Dry Creek Holding Pond, One Moment, 4.24.24, Steve Brown |
I knew when I started writing this book that I would not be able to keep up with the changes in the world. The world moves much too fast these days. None-the-less, I initially intended to weave glimpses of our current shared reality into the narrative by beginning each chapter with one moment somewhere around the world. I had in mind something similar to the Newsreel chapters in the novel 1919 by Jon Dos Pasos. I thought that by combining Marci's and my journey to Cannery Row and back, current news events, and some in between chapters recording my thought processes (like this one), along with an in-depth study of the philosophy of Ed Rickets and John Steinbeck, I might be able to arrive at some semblance of what it means to live in our times, which in so many ways mirror Steinbeck's times. I felt then, and still feel now, that his writing is more relevant now than ever before.
It was an intuitive structure, but one that I felt I could generally keep. To some extent I have. But something changed on Thursday, September 24, 2023. As I sat at my desk and looked out on a single sunflower lit up in my garden by the last warm rays of the day, I became acutely aware that I have never been unhappy when I was fully in a moment. In my teenage and college years I was dissatisfied most of the time but never when I was completely present. All my unhappiness happened in my head. In an instant, I realized one could choose to stay in the moment or one could not-choose, and in the process, unconsciously follow whatever train of thought and emotions rose in the mind, usually triggered by whatever circumstance presented itself at the time. The journey is usually glorious until you have a flat tire.

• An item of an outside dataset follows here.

PR #1601, opened 2021-05-05
Add jump to shortcut

ismail-s:
- Add [a shortcut](https://developer.android.com/guide/topics/ui/shortcuts/creating-shortcuts#static) for launching the `ShowJumpFragmentActivity`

I also realized that I usually react defensively in response to living. This occurs in two polar-opposite mental states--a place of fear and self-doubt or a place of judgment and self-aggrandization--but that both are equally defensive in protecting some sense of a stable I. The self-doubt keeps me from believing I can change, and the self-aggrandization keeps me from believing I need to change. It seemed to me that the mind left on its own will always goes to a place of defense except when one chooses to intentionally sit in a moment as an objective, transparent observer.
Of course, I hadn't discovered anything new. Buddhist monks have known and written about this phenomenon for centuries. Meditation is one means to get there. And I'd spent years reading books by Buddhist authors, so it was something I knew about already intellectually, but at that moment, I realized not only had I lived that bliss many times before, but that with practice, I might learn to live some sort of joy always, even in moments of great fear and sorrow. I'm still not sure I personally can accomplish my goal, but at that moment I knew in an instant happiness does not depend on circumstances. It is a choice. It is a choice between sitting fearlessly in the moment, whatever that moment is, and intentionally observing it for what it is, or it is not-choosing that, and by not consciously choosing that, letting your mind take over--which, with the ego in control, always goes to a place that pits you against reality where everything, absolutely everything, is about seeking protection and establishing a position of superiority. It does not, and cannot, lead to happiness. By trying to keep us safe from the tiger outside, the ego has become the tiger inside. Unchecked by reality, it will eat a person from within and drive them to insanity without them knowing it.
Since that moment of realization, the subject of this book has clearly become now, although the vehicle to explore it remains the works of John Steinbeck and Marci's and my journey to Cannery Row in 2022.
And now it is time to stop writing this chapter and do the dishes. They've been stacking up for three days because Friday and Saturday were days to work in the yard and yesterday was a day to go up north to be with family.
Now, the sky is turquoise above the juniper-jagged ridge outside my living room window, each tree seeming to lumber along the top, individually together like a line of enormous elephants. I could sit here in this moment and watch the sky lighten but now is the time to wash dishes, and if I'm fully present, it too will be a moment of miracles because one cannot fully enter a moment and not have it count for something. I'm absolutely positive of that. All moments matter immensely, especially the mundane ones, because those are moments where we spend most of our lives. If we live them grandly, fully satisfied with whatever task is at hand, we will never look back at our life and think what was it all for? We will know because we spent each waking moment intimately having a dialogue with it.
To be or not to be is not so much a question as to live or die; rather it is more a question as to whether to be present or not, and that has far less to do with what you are doing at the moment and far more with how are going about doing it.
Focus is the difference between seeing the world in a grain of sand and just quickly swooshing away a speck of dirt, oblivious to the infinity contained in that moment. That wildflower off to the side of the bottom step contains no heaven for neither the eye blinded by the mind resenting having to sweep the porch nor the mind nagging to get some sort of recognition for having done so. Eternity exists only for those present in the moment. Hell may simply be a state of being so consumed by the nagging of the ego that one is totally unaware God is standing next to you, patiently waiting for you to notice heaven is all around you if you will simply stop, breathe, and observe the intricacies of life abundantly accessible now and into the eternities.